# Langster bottom bracket



## al-fresco (11 Apr 2013)

Just noticed a little side-to-side play in the cranks of my 2011 Langster and I'm guessing that the bottom bracket is on the way out. A bit disappointing as it's only done 3,300 miles but, judging by other threads, it seems to be a fairly common failing. (Why is that?)

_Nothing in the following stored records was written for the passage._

PR #2780, opened 2025-05-26
fix: Avoid going to CubDB to calculate disk usage

msfstef:
Closes https://github.com/electric-sql/electric/issues/2769

Avoids going o CubDB to calculate the disk usage, thus not requiring the process registry to be alive and we don't have to deal with all the ways in which the genserver call could go wrong.

An alternative would be to move the registry first, then telemetry, then the rest of the stack.


icehaunter (approved):

alco (approved):
:+1:

PR #2791, opened 2025-05-30
Fix lock semantics for the exclusive connection lock when running against a pooler

alco:
We have recently observed some source in Electric Cloud struggle due to lock and replication slot contention issues which in theory shouldn't have happened at all. The cause of the issues was an imperfect validation logic applied to the creation of new sources. As a consequence, some sources get created with a pooled connection URL.

More concretely, our validation can successfully weed out pooled connection strings from Supabase, but Neon's pool allows establishing replication connections by proxying them directly to the DB. As a result, Electric ends up acquiring an advisory lock on a pooled connection where the pooler runs in transaction mode, leading to a bunch of undesirable effects that prevent Electric's normal operation.

---

This PR addresses the cause of the issues by making the `LockConnection` process open a replication connection to the DB or fail if that cannot be achieved. In this way, either the advisory lock will be taken on a long-living connection as expected, or the connection won't be able to open and the source will immediately transition into an error state, instead of assigning an advisory lock to a random pooled connection as it currently does.

### DIFF
--- a/packages/sync-service/lib/electric/connection/manager.ex
+++ b/packages/sync-service/lib/electric/connection/manager.ex
@@ -111,6 +111,8 @@ defmodule Electric.Connection.Manager do
       :pg_system_identifier,
       # PostgreSQL timeline ID
       :pg_timeline_id,
+      # PostgreSQL's current WAL flush position at lock connection startup
+      :pg_wal_flush_lsn,
       # ID used for process labeling and sibling discovery
       :stack_id,
       # Registry used for stack events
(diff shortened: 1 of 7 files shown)


magnetised (approved):
Fantastic stuff.

packages/sync-service/lib/electric/connection/manager.ex
```diff
@@ -832,24 +838,35 @@ defmodule Electric.Connection.Manager do
...
   end
 
-  def handle_cast({:pg_info_looked_up, {server_version, system_identifier, timeline_id}}, state) do
+  def handle_cast({:pg_system_info_obtained, info}, state) do
+    {:noreply,
+     %State{
+       state
+       | pg_system_identifier: info.system_identifier,
+         pg_timeline_id: info.timeline_id,
+         pg_wal_flush_lsn: info.current_wal_flush_lsn
```
msfstef, line 847: since we never update this value (?), would we want to somehow specify this parameter a bit more like `pg_initial_wal_flush_lsn` or `pg_wal_flush_lsn_at_connection_time` or something like that?

alco: Good point! It'll be less confusing to just not have it in the state to begin with. https://github.com/electric-sql/electric/pull/2818

PR #2793, opened 2025-06-02
wip: respect order_by and limit on initial query.

thruflo:
The server-side of the on-site hackathon work on respecting order_by and limit on initial shape query. @balegas added equivalent client-side support.

### DIFF
--- a/packages/sync-service/lib/electric/shapes/api/params.ex
+++ b/packages/sync-service/lib/electric/shapes/api/params.ex
@@ -45,6 +45,11 @@ defmodule Electric.Shapes.Api.Params do
     field(:handle, :string)
     field(:live, :boolean, default: false)
     field(:where, :string)
+
+    # XXX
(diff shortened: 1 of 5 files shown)


balegas:
do we want to merge this now? I'll can add the ts side of it after fixing tests

thruflo:
No, we definitely don't want to merge this as is. I think the generic sub-query approach we designed on day 2 is a much more viable approach. I've pushed this just so the code exists somewhere as a reference if we want to see what was involved in threading the new query params through.

msfstef:
Would this also not imply that the `order_by` and `limit` are respected by subsequent log updates? It's simple to apply it to the initial snapshot but that doesn't feel like much of a guarantee, especially when we compact etc

icehaunter:
I think this is superseded by the RFC proposal and implementation in #3159. Please reopen if I'm mistaken

PR #4447, opened 2026-05-29
Keep desktop runtime awake while local runtime is active

KyleAMathews:
## Summary
- prevent app suspension while the desktop local runtime is starting or running
- add a persisted desktop setting to disable that behavior
- expose the setting in Settings → General

## Testing
- pnpm --filter @electric-sql/client build
- pnpm --filter @electric-ax/agents-runtime build
- pnpm --filter @electric-ax/agents build
- cd packages/agents-desktop && pnpm typecheck
- cd ../agents-server-ui && pnpm typecheck

### DIFF
--- a/.changeset/desktop-runtime-awake.md
+++ b/.changeset/desktop-runtime-awake.md
@@ -1,0 +1,6 @@
+---
+'@electric-ax/agents-desktop': patch
+'@electric-ax/agents-server-ui': patch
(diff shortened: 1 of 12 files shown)


samwillis (approved):
Tested and LGTM.
I've added it to the onboarding config screen and the system type icon menu too.

PR #4449, opened 2026-05-29
Fix assistant history text block merging

KyleAMathews:
## Summary
- merge adjacent reconstructed assistant text messages into the previous text block instead of adding multiple text blocks
- keep assistant text + tool call grouping intact
- add a regression test for adjacent assistant text reconstruction

## Testing
- pnpm --dir packages/agents-runtime test test/pi-adapter.test.ts

This avoids OpenAI Responses duplicate fallback item ids like `msg_153` when replayed assistant history contains multiple unsigned text blocks in a single assistant message.


icehaunter:
Needs a rebase on latest main

icehaunter (approved):

PR #4451, opened 2026-06-01
feat(agents): add Kimi Moonshot provider support

icehaunter:
## Motivation

The desktop UI can configure Anthropic, OpenAI, Codex, and DeepSeek credentials for local Horton runtimes, but it could not configure Kimi / Moonshot API keys or select Moonshot-hosted models. Users who want to run Horton against Moonshot's OpenAI-compatible API needed a first-class provider path from desktop credentials through model selection and runtime execution.

## What changed

- Added a Moonshot provider definition in agents-runtime with the official Moonshot API base URL, MOONSHOT_API_KEY lookup, and supported Kimi / Moonshot model metadata.
- Taught provider detection, low-cost model selection, and the pi-ai adapter to resolve Moonshot models and pass the runtime API key explicitly.
- Added Moonshot to the built-in Horton model catalog, including model availability probing via the Moonshot /models endpoint and model config API-key handoff.
- Threaded a new moonshot credential slot through the Electron desktop main process, saved API key normalization, environment mirroring, onboarding, and Credentials settings UI.
- Updated local runtime startup messaging and dev preflight checks so MOONSHOT_API_KEY counts as a valid model provider key.
- Added a changeset covering the touched agents packages.

## Decisions

Moonshot is represented as a local provider id, moonshot, rather than using pi-ai's kimi-coding provider because the user-facing API here is Moonshot's OpenAI-compatible endpoint at https://api.moonshot.ai/v1 with MOONSHOT_API_KEY credentials. The runtime keeps model selection string-based so worker spawn arguments remain serializable, while the adapter maps Moonshot model ids to custom OpenAI-compatible model objects at execution time.

### DIFF
--- a/.changeset/kimi-moonshot-horton.md
+++ b/.changeset/kimi-moonshot-horton.md
@@ -1,0 +1,8 @@
+---
+"@electric-ax/agents-runtime": patch
+"@electric-ax/agents": patch
+"@electric-ax/agents-desktop": patch
+"@electric-ax/agents-server-ui": patch
+---
+
+Add Kimi / Moonshot API support for local Horton runtimes, including model catalog entries, runtime provider resolution, desktop credential persistence, and UI credential inputs.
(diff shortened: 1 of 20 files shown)


samwillis (approved):
LGTM

PR #4452, opened 2026-06-01
fix(agents-server-ui): surface signal failure toasts

icehaunter:
Signal and kill requests can fail after optimistic UI state has already been applied, for example when the server rejects persistence because a migration is missing. Previously those failures were easy to miss because the action callers intentionally swallowed rejected termination attempts, which made failed termination look like a no-op from the UI.

This PR adds a small server UI toast channel and mounts a global Base UI toast provider/viewport so local UI actions can surface failures without coupling every caller to notification rendering. The channel keeps the existing imperative showToast(...) API for non-React action code, then bridges those events into Base UI's toast manager.

The kill and signal optimistic action mutation functions now emit danger toasts for non-2xx responses and request-level failures, including the HTTP status and compacted server error text when available, while preserving the existing rejected mutation behavior.

The toast rendering is scoped to agents-server-ui and now uses @base-ui/react/toast primitives for provider, viewport, root, content, title, description, close, timeout handling, limits, and high-priority announcements for danger toasts. Styling stays on the existing design tokens plus lucide icons. A patch changeset is included for @electric-ax/agents-server-ui.

### DIFF
--- a/.changeset/signal-failure-toasts.md
+++ b/.changeset/signal-failure-toasts.md
@@ -1,0 +1,5 @@
+---
+"@electric-ax/agents-server-ui": patch
+---
+
+Surface failed signal and kill requests in the UI with toast notifications instead of silently swallowing persistence failures.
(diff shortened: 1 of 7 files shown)


samwillis (approved):
LGTM

PR #4454, opened 2026-06-01
feat(agents): add desktop model picker controls

icehaunter:
## Motivation

The Kimi / Moonshot provider work adds another model provider to local Horton sessions, but the session model dropdown would still expose every available model for every configured provider. That makes the picker noisy and puts provider grouping in the wrong place: users configure credentials in Settings, so the enabled-model controls should live next to those credentials and feed into Horton startup.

I'm a bit reluctant to go for a straight Sugino 68 x 103mm replacement as, presumably, that is likely to fail over a similar mileage. I notice that there are other makes - Tange seems to be the same unit with a different brand name, Token do a 68 x 103 that might be worth trying. Has anyone had experience of these (or other) bottom brackets? Any recommendations?


----------



## MrGrumpy (11 Apr 2013)

Had a Token one as a replacement on my old Langster 2008 frame, however that started to go as well. Ended up with a new 2012 langster frame on warranty and thus far BB seems ok? However riding in all weathers I just think they will fail eventually no matter what. 3k+ miles does not seem that bad for the langster standard BB ,mine went well before that!

This the type I bought but not from there as I paid about £20, they seem as rare as rocking horse....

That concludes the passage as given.